All training and encryption processes were carried out using Google Colab Pro with TPU for accelerated computation.
The system was evaluated using standard cryptographic and image processing metrics:
Metric | GAN + XOR | WGAN-GP + ACM + XOR |
---|---|---|
NPCR | ~78% | 99.5% |
UACI | Moderate | High |
MSE | Higher deviation | Lower |
SSIM | ~0.61 | ~0.92 |
Correlation | Strong | Minimal/None |
Key Observations:
- WGAN-GP produced high-entropy keys that outperformed traditional GAN-generated keys.

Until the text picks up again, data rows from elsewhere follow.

PR #385, opened 2023-10-05
feat: Update network select

### LINKED ISSUE #264: Rework the network dropdown

Lykhoyda:
Closes #264 
- Updated the network selection for the desktop
- Updated the network selection for mobile
- Mobile menu style updates
- fix "watch account" or "connect" for mobile devices
- fix loader appearance for MultiProxy selection when there is no proxy

### DIFF
--- a/packages/ui/src/components/select/MultiProxySelection.tsx
+++ b/packages/ui/src/components/select/MultiProxySelection.tsx
@@ -117,16 +117,16 @@ const MultiProxySelection = ({ className }: Props) => {
     />
   )
 
-  if (multiProxyList.length === 0) {
-    return null
-  }
-
   if (isLoading) {
     return (
       <BoxStyled>
         <CircularProgress size={24} />
       </BoxStyled>
     )
+  }
+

- Histogram plots confirmed uniform distribution of key values, supporting randomness.
- Ciphertext exhibited significantly reduced correlation between adjacent pixels.
- The model avoided common pitfalls like mode collapse and overfitting.
Overall, the model demonstrates superior cryptographic reliability, efficiency, and practical applicability for secure medical image encryption.
- Malarvannan M (2022503011)
- Maanasa Prathap Chander (2022503065)
- Kalaidharun R (2022503009)
Guided by: Dr. R. Kathiroli, Assistant Professor, Dept of Computer Technology, MIT, Anna University
- Improve robustness by training further epochs.
- Prepare for conference paper submission.
- Extend support to multiple medical modalities and key-image mapping techniques.
This project is for academic purposes under Anna University and is not licensed for commercial use unless specified.